Modern storage technology divides into two broad categories:

* magnetic storage on spinning media (eg, HDD)

* flash storage (eg, SSD or https://en.wikipedia.org/wiki/NVM_Express[NVMe])

These two storage technology families have distinct features that influence
the optimal file system layout.

*Magnetic Storage*: accessing magnetic storage requires moving a
physical read/write head across the magnetic media, which takes a
non-trivial amount of time (ms).  The seek time required to move
the head to the correct location is approximately linearly proportional
to the distance the head needs to move, which means two locations
near each other are faster to access than two locations far away.
Performance can be improved by locating data regularly accessed
together "near" each other.  (See also
https://en.wikipedia.org/wiki/Hard_disk_drive_performance_characteristics[Wikipeida
Overview of HDD performance characteristics].)

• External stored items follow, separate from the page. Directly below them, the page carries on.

PR #1462, opened 2021-05-17
Extract more-types controller from edit-deposit controller

jcoyne:
## Why was this change made?
This keeps the function of each controller clear.

### DIFF
--- a/app/components/works/available_date_component.html.erb
+++ b/app/components/works/available_date_component.html.erb
@@ -6,7 +6,7 @@
     </div>
   </div>
 
-  <div class="embargo-date mb-5" data-edit-deposit-target="embargo-dateField">
+  <div class="embargo-date mb-5">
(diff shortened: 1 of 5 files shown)


app/components/works/available_date_component.html.erb
```diff
@@ -6,7 +6,7 @@
     </div>
   </div>
 
-  <div class="embargo-date mb-5" data-edit-deposit-target="embargo-dateField">
```
jcoyne, line 9: This was cruft

app/components/works/contributor_row_component.html.erb
```diff
@@ -1,4 +1,4 @@
-<div class="row inner-container" data-controller="contributors" data-contributors-required-value="<%= required? %>" data-edit-deposit-target="contributorsField">
```
jcoyne, line 1: This was cruft

jermnelson (approved):

PR #1468, opened 2021-05-17
Depositors should only see their works in the collection table

### LINKED ISSUE #1274: Depositors should only be able to see their items in the collections tables on the dashboard.
The collection tables on the dashboard display the 4 most recent items in the collection. They appear to do this for depositors regardless of who made the items, and then allow users to click in to view those items. Users should only be able to see their items in this list on the dashboard.

Note that the full list of deposits appears to correctly show only the items for the depositor and no other items.

jcoyne:
## Why was this change made?

Fixes #1274

### DIFF
--- a/app/components/dashboard/collection_component.html.erb
+++ b/app/components/dashboard/collection_component.html.erb
@@ -1,38 +1,30 @@
-<section>
-  <table class="table">
-    <caption>
-      <%= render Dashboard::CollectionHeaderComponent.new collection_version: collection.head %>
-    </caption>
-    <thead class="table-light">
-      <tr>
-        <th>Deposits in collection</th>
-        <th><span class="visually-hidden">Actions</span></th>
-        <th>Deposit status</th>
-        <th>Last modified</th>
-        <th>Persistent link</th>
-        <th>Citation</th>
-      </tr>
-    </thead>
-    <tbody>
-      <% visible_deposits.take(MAX_DEPOSITS_TO_SHOW).each do |work| %>
+<li class="mb-5">
+  <section>
+    <table class="table">
+      <caption>
+        <%= render Dashboard::CollectionHeaderComponent.new collection_version: collection.head %>
+      </caption>
+      <thead class="table-light">
         <tr>
-          <%= render Works::LinkToShowComponent.new(work_version: work.head) %>
-          <td>
-            <%= helpers.turbo_frame_tag dom_id(work, :edit), src: edit_button_work_path(work), target: '_top' %>
-            <%= helpers.turbo_frame_tag dom_id(work, :delete), src: delete_button_work_path(work) %>
-          </td>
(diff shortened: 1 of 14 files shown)


app/components/dashboard/collection_component.html.erb
```diff
@@ -1,38 +1,30 @@
...
-        <th><span class="visually-hidden">Actions</span></th>
-        <th>Deposit status</th>
-        <th>Last modified</th>
-        <th>Persistent link</th>
-        <th>Citation</th>
-      </tr>
-    </thead>
-    <tbody>
-      <% visible_deposits.take(MAX_DEPOSITS_TO_SHOW).each do |work| %>
+<li class="mb-5">
```
jcoyne, line 1: Added this node and indented everything in this file.

app/components/dashboard/collection_component.html.erb
```diff
@@ -1,38 +1,30 @@
...
+          <th>Deposit status</th>
+          <th>Last modified</th>
+          <th>Persistent link</th>
+          <th>Citation</th>
         </tr>
-      <% end %>
-    </tbody>
-  </table>
+      </thead>
+      <tbody>
```
jcoyne, line 17: code changes begin here.

app/components/dashboard/collection_component.rb
```diff
@@ -1,12 +1,12 @@
...
+# typed: false
 # frozen_string_literal: true
 
 module Dashboard
   # Renders a collection and a summary table of works in the collection
   class CollectionComponent < ApplicationComponent
     MAX_DEPOSITS_TO_SHOW = 4
 
-    sig { params(collection: Collection).void }
+    # sig { params(collection: Collection).void }
```
jcoyne, line 9: This is incompatible with the check that view_component does to see if the initializer accepts a kwarg `collection`

app/components/dashboard/collection_component.rb
```diff
@@ -24,7 +24,8 @@ def visible_deposits
       # displayable works and add another query to get the overall count, but
       # that would double the number of queries run for each instance of this
       # component.
-      collection.works.order('updated_at desc').limit(MAX_DEPOSITS_TO_SHOW + 1)
+      scope = policy.apply_scope collection.works, type: :relation
```
jcoyne, line 27: This is the important change, using the policy to scope the results.

app/models/work_version.rb
```diff
@@ -36,7 +36,6 @@ class WorkTypeUpdateError < RuntimeError; end
   LINK_TEXT = ':link will be inserted here automatically when available:'
 
   after_update_commit -> { work.broadcast_update }
-  after_update_commit -> { work.collection.broadcast_update_collection_summary }
```
jcoyne, line 39: We no longer update the whole collection summary at once, because depositor users don't see all the stuff in the summary.

jermnelson (approved):

PR #1470, opened 2021-05-18
Remove dynamic delete

jcoyne:
## Why was this change made?
We no longer need this complexity, so it has been removed.


app/components/collections/delete_button_component.rb
```diff
@@ -0,0 +1,29 @@
+# typed: false
+# frozen_string_literal: true
+
+module Collections
+  # Render the delete button for a collection
+  class DeleteButtonComponent < ApplicationComponent
+    CONFIRM_MESSAGE = 'Are you sure you want to delete this draft collection? It cannot be undone.'
```
aaron-collier, line 7: Is this button only available for draft collections? Or should this read `... delete this collection?`

jcoyne: This is just a refactor, so I'm taking the existing text from https://github.com/sul-dlss/happy-heron/pull/1470/files#diff-251c3b4af41a707fdfad74ccb17786d67aad7db340ff96eb4a5c10310f87d975L3

aaron-collier (approved):

PR #1478, opened 2021-05-18
Show Work Type Modal in Work Detail if purl_reservation is True

### LINKED ISSUE #1319: Edit icon on item details page for reserved PURLs should force item type selection.
Edit icon is forcing type selection for PURL reservation as expected from the dashboard, but not from the item details page.

jermnelson:
## Why was this change made?
Fixes #1319 

Unit and feature tests

n/a

### DIFF
--- a/app/components/collections/works_component.html.erb
+++ b/app/components/collections/works_component.html.erb
@@ -1,4 +1,4 @@
-<table class="table" data-controller="datatables">
+<table class="table" data-controller="datatables work-type">
   <thead class="table-light">
     <tr>
       <th width="18%"><%= I18n.t 'collection.deposits' %></th>
@@ -15,4 +15,5 @@
   <tbody>
     <%= render Collections::WorkRowComponent.with_collection(works.map(&:head)) %>
   </tbody>
+  <%= render Works::WorkTypeModalComponent.new %>
 </table>
--- a/app/components/purl_check_link_component.html.erb
+++ b/app/components/purl_check_link_component.html.erb
@@ -1,0 +1,17 @@
+<% if work_version.purl_reservation? %>
+  <%= link_to '',
+        data: {
+          destination: update_type_work_path(work_version.work),
+          form_method: 'patch',
+          bs_toggle: 'modal',
+          bs_target: '#workTypeModal',
+          action: "work-type#set_collection"
+        },
+        aria: { label: choose_label } do %>
+    <span class="fas fa-pencil-alt <%= css_class %>"</span>
+  <% end %>
+<% else %>
+  <%= link_to edit_work_path(work_version.work, anchor: anchor), aria: { label: edit_label } do %>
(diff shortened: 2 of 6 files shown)


jcoyne (changes requested):
I pulled this down and I'm still not seeing the popup that makes you select a type when you are on the view page and click edit:

Screen Shot 2021-05-18 at 1 57 10 PM

jermnelson:
Thanks @jcoyne, I didn't understand from the ticket's description about where the problem was occurring. Have a fix that works but tracking down some testing errors. 

> I pulled this down and I'm still not seeing the popup that makes you select a type when you are on the view page and click edit:

app/components/collections/work_row_component.html.erb
```diff
@@ -2,9 +2,10 @@
   <%= render Works::LinkToShowComponent.new(work_version: work_version) %>
   <td>
     <% if allowed_to? :edit?, work_version %>
-      <%= link_to [:edit, work], aria: { label: "Edit #{Works::DetailComponent.new(work_version: work_version).title}" } do %>
-        <span class="fas fa-pencil-alt"></span>
-      <% end %>
+      <%= helpers.turbo_frame_tag dom_id(work, :edit),
```
jermnelson, line 5: Now display work_type modal when clicking on the Edit button, fixes similar problem as described in ticket #1319

jcoyne: I don't understand why this block needs to change.  The point of edit_button_work_path is to check the authorization of the current user, but here we're already doing that on line 4.  So, this is adding unnecessary complexity.

jcoyne (changes requested):

jcoyne (changes requested):
The show page for the work looks good, but I'm still not seeing the correct behavior on this page:

Screen Shot 2021-05-27 at 3 43 54 PM

app/components/collections/work_row_component.html.erb
jermnelson: Removed this from the current PR, my plan was to use the new `PurlCheckLinkComponent` instead but was running into a problem where Stimulus controller was properly injecting the modal action attribute into the modal. This can be addressed in a follow-up PR.

jermnelson:
> The show page for the work looks good, but I'm still not seeing the correct behavior on this page:
> 
> Screen Shot 2021-05-27 at 3 43 54 PM

See comment above; I was having issues getting the workTypeModal's data attributes to be injected correctly.

jcoyne (approved):
@jermnelson okay, you may merge after you write a new ticket for that troublesome spot.

jermnelson:
> @jermnelson okay, you may merge after you write a new ticket for that troublesome spot.

Done, created ticket https://github.com/sul-dlss/happy-heron/issues/1546

PR #1484, opened 2021-05-19
Layout subtype options column first

### LINKED ISSUE #1334: List subtype options in the work type modal in columns from top to bottom instead of left to right.
This applies to both the short lists and the larger list displayed when the user clicks on "see more options"

jcoyne:
## Why was this change made?

Fixes #1334

### DIFF
--- a/app/components/works/work_type_modal_component.html.erb
+++ b/app/components/works/work_type_modal_component.html.erb
@@ -14,7 +14,7 @@
       </div>
 
       <div class="modal-body">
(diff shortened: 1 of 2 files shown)


ndushay (commented):
I could review this better if there were screenshots.  Also, has PO reviewed and signed off?

jcoyne:
@ndushay our practice has been to pushing to main and then the PO reviews all the progress made over the week. Since this hasn't been released to users yet, there is little need for tight controls.

ndushay (approved):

*4KiB physical sectors HDD*: Most larger modern magnetic HDDs (many
2TiB+, almost all 4TiB+) use 4KiB physical sectors to help minimise
storage overhead (of sector headers/footers and inter-sector gaps),
and thus maximise storage density.  But for backwards compatibility
they continue to present the illusion of 512 byte logical sectors.
Alignment of file system data structures and user data blocks to
the start of (4KiB) _physical_ sectors avoids unnecessarily spanning
a read or write across two physical sectors, and thus avoids write
amplification.

*Flash Storage*: Flash storage has both a page size (smallest unit
that can be written at once), _and_ an erase block size (smallest
unit that can be erased) which is typically much larger (eg, 128KiB).
A key limitation of flash storage is that only one value can be
written to it on an individual bit/byte level.  This means that
updates to physical flash storage usually involve an erase cycle
to "blank the slate" with a single common value, followed by writing
the bits that should have the other value (and writing back
the unmodified data -- a read-modify-write cycle).  To further
complicate matters, most flash storage physical media has a limitation
on how many times a given physical storage cell can be erased, depending
on the technology used (typically in the order of 10000 times).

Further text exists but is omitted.